I have not yet been delivered from all my ills, and I still need frequent help from both God and others. However, I've discovered that the one thing that gives me the most strength is the love and support I get from my Heavenly Father and my earthly, but still heavenly, mother. Though she may doubt it sometimes, she is a powerfully positive influence in my life and a wonderfully Christlike woman. Everyone that knows her knows that she is a good person. I am blessed to have a mother like her.

Sunday, November 22, 2015

Hidden Blessings

As I gave my lesson this afternoon, the conversation around the classroom seemed to focus on the unexpected blessings that President Uchtdorf received from having worked so hard as a laundry delivery boy. When he was hauling a heavy cart around on his bike, he didn't know that the fresh air and exercise he was getting was helping him stave off a lung disease, or that he would need to have strong lungs to pass the medical exams he'd need to take to become a pilot. He later remarked that if he had known that the work he was doing would bring great blessings into his life, it would have made the work a lot easier.

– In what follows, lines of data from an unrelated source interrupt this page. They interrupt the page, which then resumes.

PR #162, opened 2017-02-26
[Dawn] Initial Implementation of Notifications; Faster Rendering Rates

kevinmasd:
Initial Implementation of Notifications; untested with real robot so far.

Info-Actions and Ansible modified to reduce state dispatch calls to reduce rendering rates. Editor still slow, and future speed changes will come in future improvements.


dawn/.eslintrc
```diff
@@ -33,6 +33,8 @@
     "react/no-unused-prop-types": 0,
     "no-useless-escape": 0,
     "import/prefer-default-export": 0,
-    "import/no-extraneous-dependencies": 0
+    "import/no-extraneous-dependencies": 0,
+    "no-empty": 0,
```
nikitakit: Why do you need to disable these linter rules?

dawn/main/ansible/Ansible.js
```diff
@@ -1,35 +1,103 @@
...
+const tcp = net.createServer((sock) => {
+  console.log('Runtime Connected');
+  sock.on('end', () => {
+    console.log('Runtime Disconnected');
+  });
+  sock.on('data', (data) => {
+    received = true;
+    const decoded = Notification.decode(data);
+    if (decoded.header === Notification.Type.STUDENT_RECEIVED) {
+      RendererBridge.reduxDispatch(notifyChange(0));
```
nikitakit: What is the `0` here?

Would this be better as an enum?

dawn/main/ansible/Ansible.js
```diff
@@ -1,35 +1,103 @@
...
+  console.log(event);
+  const message = new Notification({
+    header: Notification.Type.STUDENT_SENT,
+    console_output: '',
+  });
+  runtimeSocket.write(message.encode().toBuffer(), () => {
+    console.log('Runtime Notified');
+  });
+  received = false;
+  RendererBridge.reduxDispatch(notifyChange(1));
```
nikitakit: What does `1` here signify?

dawn/main/ansible/Ansible.js
```diff
@@ -1,35 +1,103 @@
...
+    });
+    count += 1;
+    const timestamp = Date.now();
+    while (Date.now() - timestamp < 1000) {
+
+    }
+  }
+  if (!received) {
+    console.error('No Confirmation');
+    RendererBridge.reduxDispatch(notifyChange(2));
```
nikitakit: What does `2` here signify?

dawn/renderer/components/PeripheralList.js
```diff
@@ -1,29 +1,86 @@
 /**
- * A generic component for displaying a list of Peripherals.
+ * Haxors
```
nikitakit: ???

nikitakit (commented):
Thanks for fixing the lag!

I tested this with fake runtime, and it can now handle 10Hz (but not 20Hz). My only thought about this change was that it might be good to lower `SENDRATE` in fake runtime to 100 or lower, to make sure that any performance regressions are caught as part of Dawn development.

This PR also contains protocol changes, so I would like a second reviewer to look at that part of the code.

dawn/.eslintrc
kevinmasd: Allow empty loops to act as blocking mechanisms. (See Editor's SCP handling)

dawn/renderer/components/PeripheralList.js
kevinmasd: Renamed FCPL to PeripheralList, so this was carried over.

dawn/main/ansible/Ansible.js
kevinmasd: I'll enum it. It's supposed to match the protobuf numbering.

dawn/renderer/components/Editor.js
```diff
@@ -119,6 +120,10 @@ class Editor extends React.Component {
     }, { passive: true });
   }
 
+  shouldComponentUpdate(nextProps, nextState) {
+    return nextProps !== this.props || nextState !== this.state;
```
nikitakit: Oh I see, this is how you tell react to not re-render a component despite a changes taking place in the state/props.

Would implementing this for the peripheral components as well provide any speed boost?

Some quick searching also revealed the existence of [React.PureComponent](https://facebook.github.io/react/docs/react-api.html#react.purecomponent). Would it be possible to use that as the base class for all (or nearly all) components instead, to get a speed boost? This will make it so you don't have to manually write a `shouldComponentUpdate` for each component, but it does require purity.

dawn/main/ansible/Ansible.js
nikitakit: Oh, in that case is it possible to pull the enum directly out of the `.proto` file, instead of replicating the numbers?

dawn/fake-runtime/FakeRuntime.js
```diff
@@ -33,11 +34,13 @@ let state = stateEnum.IDLE;
 server.on('message', (msg) => {
   // Decode and get the raw object.
   const data = DawnData.decode(msg).toRaw();
-  console.log(data);
-  if (data.student_code_status !== 'IDLE') {
-    state = stateEnum.RUNNING;
-  } else {
+  // console.log(data);
```
awli: Probably want to drop the comment if you're not going to log this at all.

dawn/fake-runtime/FakeRuntime.js
```diff
@@ -33,11 +34,13 @@ let state = stateEnum.IDLE;
...
+  if (data.student_code_status === 'IDLE') {
     state = stateEnum.IDLE;
+  } else if (data.student_code_status === 'ESTOP') {
+    state = stateEnum.ESTOP;
+  } else {
+    state = stateEnum.RUNNING;
```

As a class, we figured that probably most of the work we do has blessings hidden in it, largely because God blesses people for doing good and He helps them use their experiences to improve their lives. Much of the work we have to do seems like drudgery, but with either a focus on the blessings we know will come from that work, or at least faith in the fact that unknown blessings will come into our lives as a result of the work we do, we can motivate ourselves to push forward in doing work that we otherwise might not be motivated enough to do. As we look for hidden blessings, or at least have faith that such blessings will come, we can increase our motivation to do what's right.